RECORDS FOR THE TASK |
PR #1384, opened 2026-09-19
fix: decode uplc with smaller stack

jeluard:
Playing on iOS, I got some issues with stack sizes and uplc decoding.
Building on top of recent related changes, use similar technics to solve that.

## Summary by CodeRabbit

- **Bug Fixes**
  - Fixed stack overflow crashes when processing deeply nested UPLC programs and constants.
  - Improved reliability during FLAT encoding, FLAT decoding, and result reconstruction for highly nested content.
  - Deeply nested delay terms and complex data structures can now be processed successfully, including programs with substantial nesting depth.
  - Added regression coverage for decoding programs containing tens of thousands of nested terms.


KtorZ (approved):
approving following offline discussions regarding benchmarks; this changes makes decoding about 10% slower; which is _acceptable_ as a short term mitigation while we work on something more long-term.

PR #1385, opened 2026-09-20
add forge_block stage

### LINKED ISSUE #1361: forge_block Stage: Compute and Schedule the Leadership Schedule
### Abstract

Introduce the new `forge_block` stage and implement the [EDR's](https://github.com/pragma-org/amaru/pull/1310) "once per epoch" behavior.

### Why?

Block Forging

### How?

New module under `stages/` wired after `adopt_chain` only when we have the necessary resources for block forging. State should hold only led slots and certificate window. Start calculating leadership schedule via resource when `NewTip`'s slot is within `NextEpoch -4k/f` (`randomess_stability_window` exists for this). `schedule_at` for the next led epoch, and the remaining schedule. `cancel_schedule` when the nonce changes before `k` blocks deep.

At startup, compute current *and* next epoch and drop past slots, skipping when *all* slots are in the past.

Node behavior and graph unchanged without credentials; `pure_stage` tests for window entry, rollback inside vs past the window, startup mid-epoch, sync catch-up.

### Discussion points

_No response_

#1310 introduced the block forging EDR

#1355 is required for this, though the mocks are enough for the `pure_stage` tests.

### Checklist

### LINKED ISSUE #1362: forge_block Stage: forge and Inject a Block on LeadSlot
### Abstract

Implement the [EDR's](https://github.com/pragma-org/amaru/pull/1310) "once per led slot" behavior.

### Why?

Block forging

### How?

KES window check, parent must be the tip, or the tip-1 when the tip is in our slot. Create an empty block body, build the block/header via #1359, sign via #1355, call `evolve_nonces` `store_validated_header` and `store_block`, then send the tip to `select_chain`. In theory, this can fire a few ms *before* slot to "prepare the work". Ignore tip changes once the parent is picked.

Log missed slots with a reason.

Trace-based tests for happy path, expired certificate, not-yet-valid certificate, tip in our slot.

### Discussion points

_No response_

#1350 introduces the block forging EDR.

Depends on #1355, #1356, #1357, #1358, #1359, #1360.

### Checklist

rkuhn:
fixes #1361
fixes #1362

## Summary by CodeRabbit

- **New Features**
  - Added the consensus block-forging stage framework, including leader scheduling, freeze-window handling, stale-slot protection, and forging diagnostics.
  - Added scheduling, cancellation, detached effects, and clock/external effects to stage sessions.

- **Improvements**
  - Improved block-fetch message handling with borrowed inputs.
  - Added block-height difference calculations.
  - Improved freeze-window and leader-schedule tracking across chain changes.

- **Documentation**
  - Documented forging trace events and schemas for forged blocks, missed slots, schedules, and failures.


crates/amaru-consensus/src/stages/forge_block/protocol.rs
```diff
@@ -0,0 +1,352 @@
...
+            let store = Store::new(eff.clone());
+            handle_adopted_tip(state, tip, store, eff).await
+        }
+        Ok(IdleIn::LeadSlot(lead)) => handle_lead_slot(state, lead, eff).await,
+        Ok(IdleIn::LeaderSchedule(schedule)) => handle_leader_schedule(state, schedule, eff).await,
+        Err(_msg) => state,
+    }
+}
+
+async fn handle_adopted_tip(
```
yHSJ, line 137: Once we set `state.freeze` once, I believe this function effectively becomes a noop. This is a mental trace through this logic:

Step 1: first tip in epoch `N` that is after the stabilization window. `frozen = true` and `freeze = None`, so we set `to_schedule` and `state.freeze`, this is the expected behavior.

Step 2: First tip in epoch `N+1`. `frozen = false` but `freeze = Some(epoch N)`. the old freeze is still on the best chain, `candidate_rollback` returns `None`, so we just log (and compute the depth). Normal, I think.

Step 3: First tip in epoch `N+1` that is after the stabilization window. `freeze` is still `Some(epoch N)`, now `frozen = true`. `candidate_rollback` returns `None` again. So we just compute the depth again and log. Importantly, we never call `to_schedule(N+2)` or update the freeze state. so I think we don't compute a leadership schedule for any epoch after the first computation.

The simplest solution is that we need to set `self.freeze` to `None` again at some point, which never happens.

rkuhn: I moved this logic out into its own function, which makes it a bit easier and also fixed this issue and more, please have a look.

PR #1386, opened 2026-09-21
fix(tui): restore terminal before reporting panics

jeluard:
Make sure panic message is properly shown when tui is enabled.

## Summary by CodeRabbit

- **Bug Fixes**
  - Restores the terminal dashboard before displaying panic diagnostics, keeping crash information visible.
  - Improves terminal recovery after crashes or failed setup, including restoration of the primary screen, cursor, mouse capture, and input behavior.
  - Prevents terminal state from being restored multiple times during error handling.

- **Documentation**
  - Updated the unreleased changelog to document improved terminal recovery and crash-reporting behavior.


crates/amaru-tui/src/terminal_guard.rs
```diff
@@ -27,39 +40,95 @@ pub struct TerminalGuard {
...
+        TerminalState::Active => operation(),
+        TerminalState::Inactive | TerminalState::Shutdown => Err(terminal_shutdown_error()),
+    }
+}
+
+fn restore_if_active() {
+    let state = TERMINAL_STATE.lock();
+    if state.get() == TerminalState::Active {
+        restore_terminal();
+        if state.get() != TerminalState::Shutdown {
```
etorreborre: This condition doesn't seem to be necessary since we are in an `Active` state and `restore_terminal` does not change that.

crates/amaru-tui/src/lib.rs
```diff
@@ -12,6 +12,8 @@
 // See the License for the specific language governing permissions and
 // limitations under the License.
 
+#![feature(reentrant_lock)]
```
etorreborre: Can we use `parking_lot::ReentrantMutex` instead of relying on a nightly feature?

etorreborre (approved):
Ok, as far as I understand what's going on :-).
It would be good to get rid of the `reentrant_lock` feature if possible.

crates/amaru-tui/src/terminal_guard.rs
jeluard: Embarassing :)

crates/amaru-tui/src/terminal_guard.rs
```diff
@@ -12,13 +12,26 @@
...
 use crossterm::{
-    event, execute,
+    cursor, event, execute,
     terminal::{EnterAlternateScreen, LeaveAlternateScreen, disable_raw_mode, enable_raw_mode},
 };
-use ratatui::{Terminal, backend::CrosstermBackend};
+use parking_lot::ReentrantMutex;
+use ratatui::{Frame, Terminal, backend::CrosstermBackend};
+
+static TERMINAL_STATE: ReentrantMutex<Cell<TerminalState>> = ReentrantMutex::new(Cell::new(TerminalState::Inactive));
```
rkuhn: The `Cell` doesn’t really serve a functional purpose here, right?

crates/amaru-tui/src/terminal_guard.rs
```diff
@@ -27,39 +40,93 @@ pub struct TerminalGuard {
...
+
+pub fn emergency_restore_terminal() {
+    let state = TERMINAL_STATE.lock();
+    if state.replace(TerminalState::Shutdown) == TerminalState::Active {
+        restore_terminal();
+    }
+}
+
+fn with_active<T>(operation: impl FnOnce() -> io::Result<T>) -> io::Result<T> {
+    let state = TERMINAL_STATE.lock();
```
rkuhn: How is it guaranteed that this lock will be released by some other thread if it was locked?

crates/amaru-tui/src/terminal_guard.rs
```diff
@@ -27,39 +40,93 @@ pub struct TerminalGuard {
...
+                restore_if_active();
+                Err(error)
+            }
+        }
     }
 
-    pub fn terminal(&mut self) -> &mut Terminal<CrosstermBackend<Stdout>> {
-        &mut self.terminal
+    pub fn draw(&mut self, render: impl FnOnce(&mut Frame<'_>)) -> io::Result<()> {
+        with_active(|| self.terminal.draw(render).map(|_| ()))
```
rkuhn: This runs arbitrary code under the lock, meaning that panic handler may hang forever.

rkuhn (commented):
My gut feeling is that that ReentrantLock will bite us later. Could we make this terminal restoration at panic time more aggressive by using an AtomicU8 instead and just ignoring any potentially unfinished `draw()` activity?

EXERCISE BRIEF | Beginning with the first line of the records above, reproduce each line exactly, ending at the line that contains "- Improved reliability", and leave out everything else.

WRITTEN RESPONSE |
PR #1384, opened 2026-09-19
fix: decode uplc with smaller stack

jeluard:
Playing on iOS, I got some issues with stack sizes and uplc decoding.
Building on top of recent related changes, use similar technics to solve that.

## Summary by CodeRabbit

- **Bug Fixes**
  - Fixed stack overflow crashes when processing deeply nested UPLC programs and constants.
  - Improved reliability during FLAT encoding, FLAT decoding, and result reconstruction for highly nested content.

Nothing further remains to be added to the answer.